To do: Count every line of the material that holds the string "start". Respond with the total only.
=======
PR #131, opened 2022-02-01
Add Boolean function

bryancroteau-MSFT:
Adds 2 new functions, Boolean and Boolean_UO, for conversion to boolean.

Valid

Boolean("true")
Boolean("True")
Boolean(" true")

Invalid

Boolean(0)
Boolean("0")
Boolean(true)

### DIFF
--- a/src/libraries/Microsoft.PowerFx.Core/Texl/BuiltinFunctionsCore.cs
+++ b/src/libraries/Microsoft.PowerFx.Core/Texl/BuiltinFunctionsCore.cs
@@ -36,7 +36,6 @@ namespace Microsoft.PowerFx.Core.Texl
         public static readonly TexlFunction AverageT = _library.Append(new AverageTableFunction());
         public static readonly TexlFunction Blank = _library.Append(new BlankFunction());
         public static readonly TexlFunction Boolean = _library.Append(new BooleanFunction());
-        public static readonly TexlFunction Boolean_UO = _library.Append(new BooleanFunction_UO());
         public static readonly TexlFunction Clock24 = _library.Append(new IsClock24Function());
         public static readonly TexlFunction Char = _library.Append(new CharFunction());
         public static readonly TexlFunction CharT = _library.Append(new CharTFunction());
@@ -187,6 +186,7 @@ namespace Microsoft.PowerFx.Core.Texl
         public static readonly TexlFunction Table_UO = new TableFunction_UO();
         public static readonly TexlFunction Text_UO = new TextFunction_UO();
         public static readonly TexlFunction Value_UO = new ValueFunction_UO();
+        public static readonly TexlFunction Boolean_UO = new BooleanFunction_UO();
 
         public static readonly TexlFunction IsUTCToday = new IsUTCTodayFunction();
         public static readonly TexlFunction UTCNow = new UTCNowFunction();
--- a/src/libraries/Microsoft.PowerFx.Core/Texl/BuiltinFunctionsCore.cs
+++ b/src/libraries/Microsoft.PowerFx.Core/Texl/BuiltinFunctionsCore.cs
@@ -35,6 +35,8 @@ namespace Microsoft.PowerFx.Core.Texl
         public static readonly TexlFunction Average = _library.Append(new AverageFunction());
         public static readonly TexlFunction AverageT = _library.Append(new AverageTableFunction());
         public static readonly TexlFunction Blank = _library.Append(new BlankFunction());
+        public static readonly TexlFunction Boolean = _library.Append(new BooleanFunction());
+        public static readonly TexlFunction Boolean_UO = _library.Append(new BooleanFunction_UO());
         public static readonly TexlFunction Clock24 = _library.Append(new IsClock24Function());
         public static readonly TexlFunction Char = _library.Append(new CharFunction());
         public static readonly TexlFunction CharT = _library.Append(new CharTFunction());
--- a/src/libraries/Microsoft.PowerFx.Core/Texl/BuiltinFunctionsCore.cs
+++ b/src/libraries/Microsoft.PowerFx.Core/Texl/BuiltinFunctionsCore.cs
@@ -35,7 +35,6 @@ namespace Microsoft.PowerFx.Core.Texl
         public static readonly TexlFunction Average = _library.Append(new AverageFunction());
         public static readonly TexlFunction AverageT = _library.Append(new AverageTableFunction());
         public static readonly TexlFunction Blank = _library.Append(new BlankFunction());
-        public static readonly TexlFunction Boolean = _library.Append(new BooleanFunction());
         public static readonly TexlFunction Clock24 = _library.Append(new IsClock24Function());
         public static readonly TexlFunction Char = _library.Append(new CharFunction());
         public static readonly TexlFunction CharT = _library.Append(new CharTFunction());
@@ -186,6 +185,7 @@ namespace Microsoft.PowerFx.Core.Texl
         public static readonly TexlFunction Table_UO = new TableFunction_UO();
         public static readonly TexlFunction Text_UO = new TextFunction_UO();
         public static readonly TexlFunction Value_UO = new ValueFunction_UO();
+        public static readonly TexlFunction Boolean = new BooleanFunction();
         public static readonly TexlFunction Boolean_UO = new BooleanFunction_UO();
 
         public static readonly TexlFunction IsUTCToday = new IsUTCTodayFunction();
--- a/src/libraries/Microsoft.PowerFx.Core/Texl/Builtins/Boolean.cs
+++ b/src/libraries/Microsoft.PowerFx.Core/Texl/Builtins/Boolean.cs
@@ -8,7 +8,7 @@ using Microsoft.PowerFx.Core.Types;
 
 namespace Microsoft.PowerFx.Core.Texl.Builtins
 {
-    // Boolean(arg:s|n)
+    // Boolean(arg:s)
     // Corresponding Excel and DAX function: Boolean
     internal sealed class BooleanFunction : BuiltinFunction
     {
--- a/src/libraries/Microsoft.PowerFx.Core/Texl/Builtins/Boolean.cs
+++ b/src/libraries/Microsoft.PowerFx.Core/Texl/Builtins/Boolean.cs
@@ -1,0 +1,58 @@
+﻿// Copyright (c) Microsoft Corporation.
+// Licensed under the MIT license.
+
+using System.Collections.Generic;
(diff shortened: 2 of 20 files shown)


src/libraries/Microsoft.PowerFx.Core/Texl/BuiltinFunctionsCore.cs
```diff
@@ -35,6 +35,8 @@ internal class BuiltinFunctionsCore
         public static readonly TexlFunction Average = _library.Append(new AverageFunction());
         public static readonly TexlFunction AverageT = _library.Append(new AverageTableFunction());
         public static readonly TexlFunction Blank = _library.Append(new BlankFunction());
+        public static readonly TexlFunction Boolean = _library.Append(new BooleanFunction());
+        public static readonly TexlFunction Boolean_UO = _library.Append(new BooleanFunction_UO());
```
MikeStall, line 39: Just confirming if we want these to show up in Canvas yet? 
(see [https://msazure.visualstudio.com/OneAgile/_wiki/wikis/OneAgile.wiki/216333/Merging-into-PAClient](https://msazure.visualstudio.com/OneAgile/_wiki/wikis/OneAgile.wiki/216333/Merging-into-PAClient))

src/tests/Microsoft.PowerFx.Core.Tests/ExpressionTestCases/Value.txt
```diff
@@ -91,4 +91,25 @@ true
 
 >> Value(Date(1900, 3, 1)) - Value(Date(1900, 2, 28))
 /*SqlRunner*/ Compile Error
-1
\ No newline at end of file
+1
+
+>> Boolean("true")
```
MikeStall, line 96: >>> [](http://example.com/codeflow?start=0&length=2)

Boolean(Blank())? 

Boolean(error)?

MikeStall, line 96: >>> [](http://example.com/codeflow?start=0&length=2)

nit: these should be in their own file, boolean.txt

lesaltzm: Also, Boolean(0), Boolean(1), Boolean([ ])


Boolean(true)? Coercion should round trip this, right?

src/libraries/Microsoft.PowerFx.Core/Texl/Builtins/Boolean.cs
```diff
@@ -0,0 +1,58 @@
...
+    // Corresponding Excel and DAX function: Boolean
+    internal sealed class BooleanFunction : BuiltinFunction
+    {
+        public const string BooleanInvariantFunctionName = "Boolean";
+
+        public override bool RequiresErrorContext => true;
+
+        public override bool IsSelfContained => true;
+
+        public override bool SupportsParamCoercion => false;
```
lesaltzm, line 21: Why not allow param coercion?

src/libraries/Microsoft.PowerFx.Core/Texl/Builtins/Boolean.cs
```diff
@@ -0,0 +1,58 @@
...
+
+        public BooleanFunction()
+            : base(BooleanInvariantFunctionName, TexlStrings.AboutBoolean, FunctionCategories.Text, DType.Boolean, 0, 1, 1, DType.String)
```
lesaltzm, line 24: arg type here doesn't match the signature on line 11

lesaltzm: Maybe a checkinvocation overload is needed?

src/libraries/Microsoft.PowerFx.Interpreter/Functions/CommonErrors.cs
```diff
@@ -59,6 +59,16 @@ public static ErrorValue InvalidNumberFormatError(IRContext irContext)
             });
         }
 
+        public static ErrorValue InvalidBooleanFormatError(IRContext irContext)
+        {
+            return new ErrorValue(irContext, new ExpressionError()
+            {
+                Message = "The Boolean could not be parsed",
```
lesaltzm, line 66: Maybe: The value passed to the Boolean function could not be interpreted as a boolean?

Not sure if "parsed" is a verb we expect our customers to be familiar with

src/tests/Microsoft.PowerFx.Core.Tests/ExpressionTestCases/Value.txt
MikeStall: I don't think we need to support the other Boolean overloads  - it can start to get ambiguous with coercions (Boolean("0") ... false or error?) And they have reasonable unambiguous workarounds, like  (x != 0) for number.

bryancroteau-MSFT: Coercion is not enabled for Boolean.

What would Boolean("1") return?

src/libraries/Microsoft.PowerFx.Core/Texl/Builtins/Boolean.cs
bryancroteau-MSFT: See the above question: What would Boolean("1") return?

src/libraries/Microsoft.PowerFx.Core/Texl/BuiltinFunctionsCore.cs
bryancroteau-MSFT: For Boolean, yes, we can add the TS implementation when we upgrade the Nuget package version. I moved the _UO function down to the bottom with the rest. It is no longer being added to the library by default.

src/tests/Microsoft.PowerFx.Core.Tests/ExpressionTestCases/Value.txt
bryancroteau-MSFT: Done

src/libraries/Microsoft.PowerFx.Core/Texl/Builtins/Boolean.cs
bryancroteau-MSFT: Removed |n from the comment. If we want more overloads then we need to design the behavior.

src/libraries/Microsoft.PowerFx.Interpreter/Functions/CommonErrors.cs
bryancroteau-MSFT: Changed

src/libraries/Microsoft.PowerFx.Core/Texl/BuiltinFunctionsCore.cs
MikeStall: " we can add the TS implementation when we upgrade the Nuget package version" 
We should either have that PR ready to go, or keep Boolean off the list until it is.  Else whoever upgrades the version number is going to be hit with this.

src/tests/Microsoft.PowerFx.Core.Tests/ExpressionTestCases/Value.txt
MikeStall: Boolean("0") should be an explicit test case here (and include a comment and have it fail) - so to be clear this was a design choice and protect against somebody helpfully flipping the coercion flag in the future.

src/tests/Microsoft.PowerFx.Core.Tests/Microsoft.PowerFx.Core.Tests.csproj
```diff
@@ -53,6 +53,10 @@
       <CopyToOutputDirectory>PreserveNewest</CopyToOutputDirectory>
     </Content>
   </ItemGroup>
+
+  <ItemGroup>
+    <None Remove="ExpressionTestCases\Boolean.txt" />
```
lesaltzm, line 58: Intended?

src/tests/Microsoft.PowerFx.Core.Tests/ExpressionTestCases/Value.txt
bryancroteau-MSFT: Added negative tests

src/tests/Microsoft.PowerFx.Core.Tests/Microsoft.PowerFx.Core.Tests.csproj
bryancroteau-MSFT: Removed

src/libraries/Microsoft.PowerFx.Core/Texl/Builtins/Boolean.cs
bryancroteau-MSFT: Added negative tests to prevent this flag from changing.

src/libraries/Microsoft.PowerFx.Core/Texl/BuiltinFunctionsCore.cs
```diff
@@ -35,6 +35,7 @@ internal class BuiltinFunctionsCore
         public static readonly TexlFunction Average = _library.Append(new AverageFunction());
         public static readonly TexlFunction AverageT = _library.Append(new AverageTableFunction());
         public static readonly TexlFunction Blank = _library.Append(new BlankFunction());
+        public static readonly TexlFunction Boolean = _library.Append(new BooleanFunction());
```
MikeStall, line 38: > Boolean = _library.Append(new BooleanFunction()); [](http://example.com/codeflow?start=43&length=50)

This will require a corresponding change to PAClient.

src/libraries/Microsoft.PowerFx.Interpreter/RecalcEngine.cs
```diff
@@ -50,12 +50,14 @@ public RecalcEngine(PowerFxConfig powerFxConfig = null)
...
             AddFunction(BuiltinFunctionsCore.Value_UO);
+            AddFunction(BuiltinFunctionsCore.Boolean);
+            AddFunction(BuiltinFunctionsCore.Boolean_UO);
         }
 
         // Add Builtin functions that aren't yet in the shared library. 
         private void AddFunction(TexlFunction function)
         {
-            _extraFunctions.Add(function.Name, function);
+            _extraFunctions.Add(function.GetUniqueTexlRuntimeName(), function);
```
MikeStall, line 60: >function.GetUniqueTexlRuntimeName() [](http://example.com/codeflow?start=32&length=35)

This change lets us add overloads for a function.

MikeStall (approved):
:shipit:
=======
Your response: 5